En aquella mañana de junio el sol iluminaba a la par que calentaba las calles de Madrid. Tiré de mi maleta hasta el metro, los veintipico kilos parecían multiplicarse a medida que iba bajando escalones.
Esperé dos minutos, tiempo suficiente para darme cuenta de que el hombre que tenía al lado intentaba adivinar que ponía en mi camiseta o quizás eso quise pensar yo inocentemente. Llegó el metro y me subí. Era notable que tenía sueño, me quedé hipnotizada mirando mi maleta, grande, granate, con ciertos destrozos remendados, inconfundible; aún así decidí añadirle otro toque personal y distintivo, me saqué del bolsillo la pegatina que me había tocado en un paquetito de galletas que me había comido antes, los muñecos que salían en ella eran tan horribles que me sentí como si estuviera instalándole un sistema antirrobo.

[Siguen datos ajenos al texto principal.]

PR #1982, opened 2025-08-20
Handle s_endpgm as an aborting instruction

bbiiggppiigg:
This is the correct fix for the problem of duplicated s_endpgm, which happens if a basic block starts with s_endpgm.

### DIFF
--- a/parseAPI/src/IA_IAPI.C
+++ b/parseAPI/src/IA_IAPI.C
@@ -321,7 +321,7 @@ bool IA_IAPI::isAbort() const
     entryID e = curInsn().getOperation().getID();
     return e == e_int3 ||
         e == e_hlt ||
-        e == e_ud2 || curInsn().isGPUKernelExit();
+        e == e_ud2;
 }
 
 bool IA_IAPI::isInvalidInsn() const
--- a/parseAPI/src/IA_IAPI.C
+++ b/parseAPI/src/IA_IAPI.C
@@ -321,7 +321,7 @@ bool IA_IAPI::isAbort() const
     entryID e = curInsn().getOperation().getID();
     return e == e_int3 ||
         e == e_hlt ||
-        e == e_ud2;
+        e == e_ud2 || curInsn().isGPUKernelExit();
 }
 
 bool IA_IAPI::isInvalidInsn() const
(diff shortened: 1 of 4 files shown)


parseAPI/src/IA_IAPI.C
```diff
@@ -321,7 +321,7 @@ bool IA_IAPI::isAbort() const
     entryID e = curInsn().getOperation().getID();
     return e == e_int3 ||
         e == e_hlt ||
-        e == e_ud2;
+        e == e_ud2 || curInsn().isGPUKernelExit();
```
hainest: I feel like a better solution would be to override `isAbort` in `IA_amdgpu`.

bbiiggppiigg: I totally forgot about IA_amdgpu. let me check if that works.

bbiiggppiigg:
@hainest I don't understand why I suddenly start triggering -Winconsistent-missing-override in the libabigail tests. Should I add override to every single function that was overriden in IA_amdgpu?

parseAPI/src/IA_amdgpu.h
```diff
@@ -49,22 +49,23 @@ class IA_amdgpu : public IA_IAPI {
...
-	virtual bool isStackFramePreamble() const;
-	virtual bool cleansStack() const;
-	virtual bool sliceReturn(ParseAPI::Block* bit, Address ret_addr, ParseAPI::Function * func) const;
-	virtual bool isReturnAddrSave(Address& retAddr) const;
-	virtual bool isReturn(Dyninst::ParseAPI::Function * context, Dyninst::ParseAPI::Block* currBlk) const;
-	virtual bool isFakeCall() const;
-	virtual bool isIATcall(std::string &) const;
-	virtual bool isLinkerStub() const;
-	virtual bool isNopJump() const;
+	IA_amdgpu* clone() const override;
```
hainest: Let's not fix the `-Winconsistent-override` warnings in this PR. Instead, just don't explicitly mark `isAbort` as `override`. All of the `InstructionAdaptor` classes need to be cleaned up like this, though.

hainest (changes requested):

bbiiggppiigg:
@hainest @kupsch this PR should be ready

kupsch (approved):

hainest (approved):

PR #1983, opened 2025-08-20
Fix errors in separation of host and codegen arch

bbiiggppiigg:


hainest:
This PR is all over the place. What is the main goal here?

bbiiggppiigg:
> This PR is all over the place. What is the main goal here?

So we are trying to merge ronak's pull request #1802 
During that process, we discovered several places where the conditional compile should be based on the HOST_ARCH instead of CODEGEN_ARCH.
Mainly, anything that is proccontrol / stackwalker related should be HOST_ARCH dependent.
So these changes are required for the AMDGPU PR to build.
So far this is tested on mahir (x86_64) and llnl(power), zeroah is down for the moment.
I'll request review after I cross compiled on all three of them.

bbiiggppiigg:
@hainest @kupsch 

Tested cross compile on llnl mahir and zeroah

PR #986, opened 2025-06-11
[PowerPoint] (tables) Work with text runs

ElizabethSamuel-MSFT:


samples/powerpoint/shapes/add-modify-tables.yaml
```diff
@@ -201,6 +202,23 @@ script:
...
 
+        async function tableTextRuns() {
+          // Specifies the text runs of the cells in a table.
+          await PowerPoint.run(async (context) => {
+            const shapes = context.presentation.getSelectedSlides().getItemAt(0).shapes;
+
+            // Add a table, specifying text runs.
+            shapes.addTable(3, 4, {
+              specificCellProperties: [
+                [{ textRuns: [{ text: "Bold text", font: { bold: true } }] }, { textRuns: [{ text: "Bold text", font: { bold: true } }] }, { textRuns: [{ text: "Bold text", font: { bold: true } }] }, { textRuns: [{ text: "Bold text", font: { bold: true } }] }],
```
akrantz: You might consider different choices about the formatted text for each cell. Also, it doesn't make sense to use a single text run for formatted text. The intent is to have multiple different formatting within the cell text. Otherwise, you can just set the cell formatting directly and use the text property to set the text (whose formatting defaults to the cell formatting). 

You could even show setting for example a cell to have bold text by default, and then specifying italic for some range of text within the cell. That would show that the bold is inherited from the cell formatting and then the run with italic is set. That would look like for a single specificCellProperties:

```
{ bold: true, textRuns: [{ text: "Here is " }, {text: "italic text", italic: true}, {text: "while the other text is not"}]}
```

akrantz: For a cell which doesn't have a mixture of formatting for the text, you can show this as:

```
{ italic: true, text: "this text is underlined" }
```

akrantz (changes requested):
See comments.

akrantz (approved):

PR #993, opened 2025-07-18
[Excel] (Shape) Add get active shape image snippet

alison-mk:
This snippet shows how to get an image of the active shape and return it to the task pane.

This PR is ready to merge.


samples/excel/44-shape/shape-get-active.yaml
```diff
@@ -0,0 +1,175 @@
...
+            shape.textFrame.textRange.font.size = 13;
+
+            // Get chart positioning information to place the shape correctly.
+            const chart = sheet.charts.getItemAt(0);
+            chart.load("left, top");
+            chart.plotArea.load("width");
+            await context.sync();
+
+            // Position the shape above the chart.
+            shape.left = chart.left + chart.plotArea.width / 2 - 30;
```
AlexJerabek: Just checking that the order of operations in this math reflects what you want.

samples/excel/44-shape/shape-get-active.yaml
```diff
@@ -0,0 +1,175 @@
...
+          });
+        }
+
+        async function getActiveShape() {
+          // This method gets the active shape and displays it as an image in the task pane.
+          await Excel.run(async (context) => {
+            // Get the currently active shape, if any.
+            const activeShape = context.workbook.getActiveShapeOrNullObject();
+            
+            if (activeShape == null) {
```
AlexJerabek: Consider rewriting this to be `if (activeShape)` and leading with the positive case.

samples/excel/44-shape/shape-get-active.yaml
alison-mk: Good catch. Adjusted.

AlexJerabek (approved):

AlexJerabek (approved):

PR #1000, opened 2025-09-27
[Excel] Map existing snippets to ref docs

alison-mk:


snippet-extractor-output/snippets.yaml
```diff
@@ -445,6 +445,246 @@ Excel.CalculationType:enum:
       context.application.calculate(Excel.CalculationType.recalculate);
       await context.sync();
     });
+Excel.CardLayoutSection:type:
```
AlexJerabek, line 448: I'm worried this snippet is so large, it'll be hard to find the relevant section. Is all this context necessary, or it is an artifact of the way the snippet mapping works?

alison-mk: Good point. I updated the PR and mapped CardLayoutSection to a different, shorter snippet. I also mapped EntityPropertyType and EntityViewLayouts (others in this PR) to the shorter snippet.

snippet-extractor-output/snippets.yaml
```diff
@@ -445,6 +445,141 @@ Excel.CalculationType:enum:
...
+  - >-
+    // Link to full sample:
+    https://raw.githubusercontent.com/OfficeDev/office-js-snippets/prod/samples/excel/20-data-types/data-types-entity-attribution.yaml
+
+
+    function makeProductEntity(productID: number, productName: string, product?:
```
AlexJerabek, line 454: Where is the actual CardLayoutSection in this sample? It's not obvious (to me) from skimming the code.

AlexJerabek (approved):
Thanks @alison-mk! I think these are good snippets to use. My one thought is that it's not clear where the interface is used in some of these samples.  We often make the type explicit (e.g. ` const entity: Excel.EntityCellValue = ...`) so that people understand how the code sample links to the reference page, without needing to understand the object model (e.g. the DV sample requires you know `rankingRange.dataValidation.errorAlert` is of type `DataValidationErrorAlert`). Consider adding explicit typing or comments to clear this up.

snippet-extractor-output/snippets.yaml
alison-mk: Great feedback! I added the explicit types as inline comments. Please take a look and let me know what you think.

AlexJerabek (approved):
Looks good!

PR #1090, opened 2026-05-07
[excel] (Range) Merge precedent and dependent samples

AlexJerabek:
The three snippets about this topic were very similar. This PR merge them into a single snippet for better discoverability. 

This PR also updates the tsconfig files to avoid some VSCode warnings.


samples/excel/42-range/precedents-and-dependents.yaml
```diff
@@ -0,0 +1,309 @@
...
+            console.error(error);
+          }
+        }
+    language: typescript
+template:
+    content: |-
+        <section>
+          <p>This sample shows how to find and highlight <b>precedents</b> and <b>dependents</b> of a selected cell.</p>
+          <ul>
+            <li><b>Precedents</b> are cells that a formula references (what the formula <i>depends on</i>).</li>
```
davidchesnut, line 233: It would be helpful to add the color coding here (yellow and orange) to make it a bit more obvious when clicking in the spreadsheet as to what is shown.

davidchesnut (approved):
One suggestion added. Also wondering if it should show an error when you select a cell without dependents or precedents? Or should it show something like "none" in the console.

Otherwise I like the combining!

AlexJerabek:
> One suggestion added. Also wondering if it should show an error when you select a cell without dependents or precedents? Or should it show something like "none" in the console.
> 
> Otherwise I like the combining!

Thanks @davidchesnut! That's a good idea - I'll add it.

AlexJerabek:
@davidchesnut, so it turns out the precedent/dependent APIs throw errors by design when they have no precedents or dependents. There's not really an empty check that wouldn't overcomplicate the sample.

davidchesnut (approved):

PR #1092, opened 2026-05-15
[word] (Coauthoring) Add coauthoring samples for Word

AlexJerabek:
This PR adds a few samples for the desktop-only Word Coauthoring APIs. Note that there appears to be a product bug in the Lock sample, so none of those APIs are mapped. When confirmed or mitigated, I'll update the sample.


samples/word/05-coauthoring/manage-coauthoring-locks.yaml
```diff
@@ -0,0 +1,215 @@
...
+            await context.sync();
+
+            if (!coauthoring.canCoauthor) {
+              console.warn("This document doesn't support coauthoring. Save it to OneDrive or SharePoint and try again.");
+              return;
+            }
+
+            const lock: Word.CoauthoringLock = coauthoring.locks.add({
+              type: Word.CoauthoringLockType.reservation
+            });
```
ElizabethSamuel-MSFT: I'm able to get a reservation lock by using the default behavior. It might be a bug that the param values aren't being honored or recognized.

```suggestion
            const lock: Word.CoauthoringLock = coauthoring.locks.add();
```

AlexJerabek: Thanks @ElizabethSamuel-MSFT. I filed an internal bug and rewrote the sample. I'm confirming the fixes work and updating the test suite.

ElizabethSamuel-MSFT (approved):

PR #1099, opened 2026-07-23
[excel] (Data Types) Update data types sample to show basic functionality more clearly

AlexJerabek:


samples/excel/20-data-types/data-types-basic-types.yaml
```diff
@@ -109,226 +210,72 @@ script:
...
         </section>
         <section>
             <h3>Try it out</h3>
-            <p>Add basic types to the worksheet. Select the icon in each cell to see a data type card with metadata.</p>
-            <button id="set-basic-types-with-metadata">Create basic types with metadata</button>
-        </section>
-        <section>
-            <p>Add a basic type with referenced values. Open the data type card to see other values in the worksheet that this basic type references&mdash;it references cells <strong>A1</strong>, <strong>A2</strong>, <strong>A3</strong>, and <strong>A4</strong>.</p>
-            <button id="set-referenced-values">Create basic type with referenced values</button>
+            <p>Add ticket totals that carry metadata. The cell shows the total. Open the data type card to reveal the purchased items that make up that total.</p>
```
alison-mk: I'm not seeing a data type card icon in Excel on Mac or Excel on the web, which makes the direction to "Open the data type card" confusing.  

Mac: 
Image

Web: 
Image

I can open the data type card if I right-click and then choose Show Data Type Card: 
Image

Maybe the guidance should clarify this step? 

I see that the data type icons being off by default is explained in the code: `For basic types with metadata, unlike entity values, the cell shows the value itself rather than an icon (icons are off by default).` I think we should consider adding mention of this to the HTML content—the sample felt broken to me until I figured out what was going on.

alison-mk: Unclear why my Excel on the web is showing the Euro number sign. Potential bug?

alison-mk (approved):
Thanks for your patience! Approved with one suggestion, and one potential bug.

samples/excel/20-data-types/data-types-basic-types.yaml
AlexJerabek: I'm unable to repro the Euro sign bug, which leads me to believe there's some underlying number format parsing difference between the data type APIs and the range APIs. Copilot's analysis is:

> That distinction matches the screenshot:
A2:A4 show $ but still use the reviewer’s locale for separators, so they render like $ 74,25.
F1:F3 show €, which means Excel treated those cells as regular currency-formatted cells and substituted the viewer’s local currency symbol.
>
> So the likely behavior is:
rich data-type values preserved the literal dollar marker from the value format,
regular cell formatting localized the currency symbol to the user’s regional settings.
>
> That’s why you get mixed output even though both places started from "$* #,##0.00".

I'll forward this along to the product team, since I'd have to overwork the formatting in the sample to hide this.

**Desktop**
image

**Web**
image

AlexJerabek:
Thanks @alison-mk! I added a line to the HTML explaining how to open the data type card. I think that'll make it clearer what the sample is doing without changing the in-Excel UI.

alison-mk (approved):

PR #1058, opened 2024-03-04
fix: sanitize foreign schemas

westonpace:
Arrow-js uses brittle `instanceof` checks throughout the code base.  These fail unless the library instance that produced the object matches exactly the same instance the vectordb is using.  At a minimum, this means that a user using arrow version 15 (or any version that doesn't match exactly the version that vectordb is using) will get strange errors when they try and use vectordb.

However, there are even cases where the versions can be perfectly identical, and the instanceof check still fails.  One such example is when using `vite` (e.g. https://github.com/vitejs/vite/issues/3910)

This PR solves the problem in a rather brute force, but workable, fashion.  If we encounter a schema that does not pass the `instanceof` check then we will attempt to sanitize that schema by traversing the object and, if it has all the correct properties, constructing an appropriate `Schema` instance via deep cloning.


westonpace:
Note: I disabled some lint checks because we are (hopefully) moving to use prettier in nodejs in https://github.com/lancedb/lancedb/pull/1042 and these checks disagreed with prettier's formatting.

node/src/arrow.ts
wjones127, line 1: What do you think of putting the `sanitize*` functions in their own module / file?

wjones127 (approved):

eddyxu (approved):

node/src/arrow.ts
westonpace: Yeah, that's a good idea.  I've put these into a `sanitize.ts` file.

wjones127 (approved):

Tras un buen rato de metro, otro de cercanías y un poquito menos de autobús, llegué al aeropuerto. Mi vuelo aparecía en pantalla y me puse a la cola para facturar. Mientras mi madre se aseguraba de recordarme todos aquellos dictámenes que deben cumplir las hijas buenas cuando están fuera de casa, yo me entretenía imaginando cómo sería la familia en la que iba a caer: ¿tendrán muchos hijos?¿cocinarán bien?¿serán limpios? y lo que para mí era realmente importante: ¿me dejarán hacer lo que me dé la gana?
Estaba contenta, iba a pasarme cuatro semanas en otro lugar, con otra familia, con otras costumbres, en otro país. Con un adiós papá-adiós mamá dejaba atrás por un mes mi rutinaria y poco excitante vida española.